26 Good Things About Thyroid Cancer
Actually, there are more than 26
Being grateful it’s not terminal pancreatic cancer
Chemotherapy, as in “none required”
Doing things you’ve always wanted to do because any cancer diagnosis makes you want to live life more fully
Everyday is a blessing (everyday has always been a blessing, but it seems more true now)
Fancy thyroid scar
Gummy bears eaten at 10 am with running friends is OK on low-iodine diet. This alone is cause for celebration!
Hair loss from changes in Synthroid dose minimal and only noticeable to me
It’s easier not to sweat the small stuff now.
Jokes about thyroids open up whole new department in my sense of humor
Kangaroos rarely diagnosed with it
Low-iodine diet results in small amount of weight loss and much healthier eating habits, if only temporarily
MRIs I wouldn’t otherwise have had done rule out other diseases and bad stuff.
New appreciation for the thyroid’s contribution to bodily processes. Very underrated gland.
Opportunity to show my kids how to have faith and be brave through trials
People tell you they love you and show you they care when you get diagnosed, and it feels good to be loved.
Quality of life better now
Radioactive iodine treatment, which for me results in loss of taste for 4-5 weeks afterwards, makes me really appreciate food when the taste buds come back.
Sleeping through dinner perfectly acceptable when hypo for scans or treatment
This list
Undeniable presence of God throughout trials
Vegetables and fruit, allowed on the low-iodine diet, produce delightfully regular stools.
Writing responses to newly diagnosed patients on the thyroid cancer listserv; it feels so good to give back and help others the way others helped me after I was diagnosed.
Xylophone playing allowed—no, encouraged—while in isolation after RAI.
Yodeling also OK while in isolation. (For that matter, anything goes. Who’s going to tell you “no”? After all, you’re radioacive, dude.)
Zapper, bug (I’ve been told I am a bug zapper when I’m radioactive. I’ll have the opportunity to test this theory in 4 days.)
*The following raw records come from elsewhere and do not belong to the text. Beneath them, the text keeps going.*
PR #5170, opened 2017-02-10
Add forwards-compatible methods to Gdn_Request

### LINKED ISSUE #4162: Add forwards-compatible methods to Gdn_Request
We are eventually going to want to replace Gdn_Request, but it's going to take a while to untangle. Before that I want to add new-style methods to Gdn_Request that the dispatcher will use.

Here are the additions. Setters should be chainable.

```php
const METHOD_HEAD = 'HEAD';
const METHOD_GET = 'GET';
const METHOD_POST = 'POST';
const METHOD_PUT = 'PUT';
const METHOD_PATCH = 'PATCH';
const METHOD_DELETE = 'DELETE';
const METHOD_OPTIONS = 'OPTIONS';

getHost(), setHost($host)
getHostAndPort()
getScheme(), setScheme($scheme)
getIP(), setIP()
getPath(), setPath($path)
getExt(), setExt($ext)
getPathExt(), setPathExt($path)
getFullPath(), setFullPath() // root + path ext
getRoot(), setRoot($root)
getPort(), setPort($port)
getQuery(), setQuery(array $query), mergeQuery(array $query)
getQueryItem($key, $default = null), setQueryItem($key, $value)
getBody(), setBody(array $body) // this is the post data
getUrl(), setUrl($url) // should parse into parts
```

The long-term goal is to make a request object that has just these methods (+few more probably) and isn't tied to superglobals. We can then add the superglobal parsing to a subclass or elsewhere.

initvector:
This update adds forwards-compatible methods to Gdn_Request and tests to support them. For details, see the original issue.

Closes #4162

### DIFF
--- a/library/Garden/Web/RequestInterface.php
+++ b/library/Garden/Web/RequestInterface.php
@@ -1,0 +1,19 @@
+<?php
+/**
+ * @author Todd Burry <todd@vanillaforums.com>
+ * @copyright 2009-2017 Vanilla Forums Inc.
+ * @license Proprietary
+ */
+
+namespace Garden\Web;
+
+
+interface RequestInterface {
+    public function getPath();
+
+    public function getMethod();
+
+    public function getQuery();
+
+    public function getBody();
+}
--- a/library/core/class.request.php
+++ b/library/core/class.request.php
@@ -380,7 +380,7 @@ class Gdn_Request implements RequestInterface {
      * @return string
      */
     public function getPath() {
-        $path = (string)$this->_environmentElement('URI');
+        $path = (string)$this->_parsedRequestElement('Path');
         if (strpos($path, '/') !== 0) {
             $path = "/{$path}";
         }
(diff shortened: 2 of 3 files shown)


tburry:
Yeah I think your stuff is going to $_Environment when it should be going to $_ParsedRequest.

initvector:
1. `Gdn_Request::getPath` and `Gdn_Request::setPath` have been updated to use the proper internal arrays.
2. An additional test for `Gdn_Request::getUrl` and `Gdn_Request::url` have been added to ensure they generate the same full "current" URL, regardless of the functions used to configure the request.
3. An additional test has been added to verify the root is properly handled (always a leading slash, unless only a slash, in which case the root is empty).
4. `Gdn_Request::webRoot` has been altered to avoid using a local static variable, since the value can be also be updated by `Gdn_Request::setRoot`.

initvector:
I've added nine more equivalency-style tests for `Gdn_Request` to verify the result of the following: `getBody`, `getHost`, `getHostAndPort`, `getIP`, `getPort`, `getQuery`, `getQueryItem`, `getRoot` and `getScheme`

PR #5174, opened 2017-02-11
API v2 routing

### LINKED ISSUE #4161: Bring in Garden's route logic and change dispatching into a routing loop

tburry:
Add resource routing and API controller support to the /api/v2 path.

There is a lot of code in this PR, but I think its pretty safe to look more at its impact on existing sites which would consist mainly of the code added to **Gdn_Dispatcher**.

Closes #4161, #4164.


library/Garden/Web/Data.php
```diff
@@ -0,0 +1,166 @@
...
+     */
+    public function jsonSerialize() {
+        return $this->getData();
+    }
+
+    /**
+     * Render the response to the output.
+     */
+    public function render() {
+        header('', true, $this->getStatus());
```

Everything on the timeline of my life has fallen onto one side or the other of my radioactive iodine treatment--sort of like BC and AD. Except it's BRAI and ARAI (Before Radioactive Iodine and After Radioactive Iodine). I can’t think of life as one continuum anymore—the same way I couldn’t fathom it as a continuum when I was about to give birth to both my boys. You know that things will be different afterwards (much more so with a new baby, but…), and you obsessively prepare to try and make the transition easier, but nothing you do really prepares you completely for the new life that waits on the other side of the date, whatever the date may be.

Will I have salivary gland damage? Will I lose my sense of taste again? Will I get teary eyes like I did last time? Will I feel nauseous—even a little queasy? Will I feel like I’m buzzing? Will I sleep a lot? (I didn’t sleep that much last time, but I was in a hospital room for 48 hours after the dose, and this time I’ll be at home in my cozy cocoon.) Will Jack have an easier time with accepting me back after I’m safe to be around? That was hard last year.

I do feel lucky to be going through this. though. My aunt lost her husband, Dale, to prostate cancer in TK, and I imagine that her life now feels to her like it was split into two parts on the day he died. There was Before Dale’s Death and now there’s After Dale’s Death. And there is no smoothing over or filling of the chasm that opened up on the day he went to Heaven.

One of the girls my sister and I run with every Saturday just had her best friend undergo brain surgery for a totally unexpected golfball-sized brain tumor the doctors found on an MRI. The gal is doing well but will need some additional treatment--radiation and/or chemo. Another reason I am lucky to have this.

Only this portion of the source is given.